The scribe reached down beside him. “There is another dispatch from the Fanbearer on the Right Hand.”
“Good. Read it.” Perhaps Ay would now explain his master’s letter. Tiye leaned back, preparing as always to defend herself against the wave of homesickness Ay’s words brought.
Her scribe skimmed the formal opening. “As far as I can determine, there has been a revolt in Nukhashshe against that people’s chieftain, Ugarit. He has appealed to Suppiluliumas for help. It is very difficult for me to ascertain the truth. Tutu’s office is always in chaos, and the man himself an ignorant ditherer who is nevertheless very zealous in his religious observances. I have tried to obtain other opinions from his staff, but Tutu jealously guards his prerogatives as Scribe of Foreign Correspondence. If the news is true, there can be no doubt that Suppiluliumas will respond to Ugarit’s plea.”

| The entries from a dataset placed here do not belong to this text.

PR #397, opened 2021-01-07
Use env hostname to determine env

userman123:
Bit messy but easiest solution I could think of for now. We couldnt use Rails.env as this is procutoin on staging environment. Would rather not change that as think its good for staging to be as close to prod as possible

### DIFF
--- a/app/helpers/application_helper.rb
+++ b/app/helpers/application_helper.rb
@@ -60,9 +60,9 @@ module ApplicationHelper
   end
 
   def environment_from_hostname
-    return 'staging' if ENV['HOSTNAME'].include?('staging')
-    return 'test' if ENV['HOSTNAME'].include?('test')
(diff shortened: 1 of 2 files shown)


WorkSutton (approved):
Maybe change `No real data` to be `Personally Identifiable Data (PID)` or it might be PII

app/helpers/application_helper.rb
```diff
@@ -58,4 +58,11 @@ def sort_icon(field)
   def sort_direction(_field)
     (SORT_DIRECTIONS - [params[:order_dir]]).first
   end
+
+  def environment_from_hostname
+    return 'staging' if ENV['HOSTNAME'].include?('staging')
+    return 'test' if ENV['HOSTNAME'].include?('test')
+    return 'development' if ENV['HOSTNAME'].include?('localhost')
```
WorkSutton, line 65: Does localhost work in docker?

PR #399, opened 2021-01-08
Trello-138: Reduce number of columns displayed in Import

WorkSutton:
Iceboxing - [](https://trello.com/c/g6cSBOEB/130-import-category-column-not-being-populated)

[This ticket](https://trello.com/c/7am5uO1b/138-too-many-columns)

Existing-add-person
Contact-with-business-name
Old-form-with-addition-of-business-name
Trello-138-too-many-columns-on-import-record

Also combined with [129-reason-for-failure-not-visible](https://trello.com/c/xQuDMaCr/129-reason-for-failure-not-visible)

**Before**:
138-too-many-columns-PRE-changes

Trello-138-and-129-reason-for-failure-BEFORE

**After**:
Trello-138-and-129-reason-for-failure-AFTER

**Test file**:
[20210112-084100-test-and-trace.xlsx](https://github.com/wearefuturegov/beacon/files/5801117/20210112-084100-test-and-trace.xlsx)

### DIFF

Tiye clenched her jaw. Nukhashshe was so close to Egypt that its rulers had always been allies, and many treaties had been signed and cemented with marriages over the years. The fact that Ugarit had not appealed to Pharaoh to quell his people’s unrest spoke more eloquently than anything else could have done of Akhenaten and Egypt’s spreading impotence. Suppiluliumas would send soldiers, and when the dust had cleared, he would be closer than ever to Egypt’s immediate borders. It had been a long time since Tiye had thought in terms of the empire. Now it was Egypt herself that was threatened.
“Take a letter to Prince Suppiluliumas,” Tiye said wearily. It would do little good, she realized, for Suppiluliumas certainly knew how little power she still had, but at least it would serve to remind him that someone in Egypt was watching his movements with eyes unclouded by his deceit.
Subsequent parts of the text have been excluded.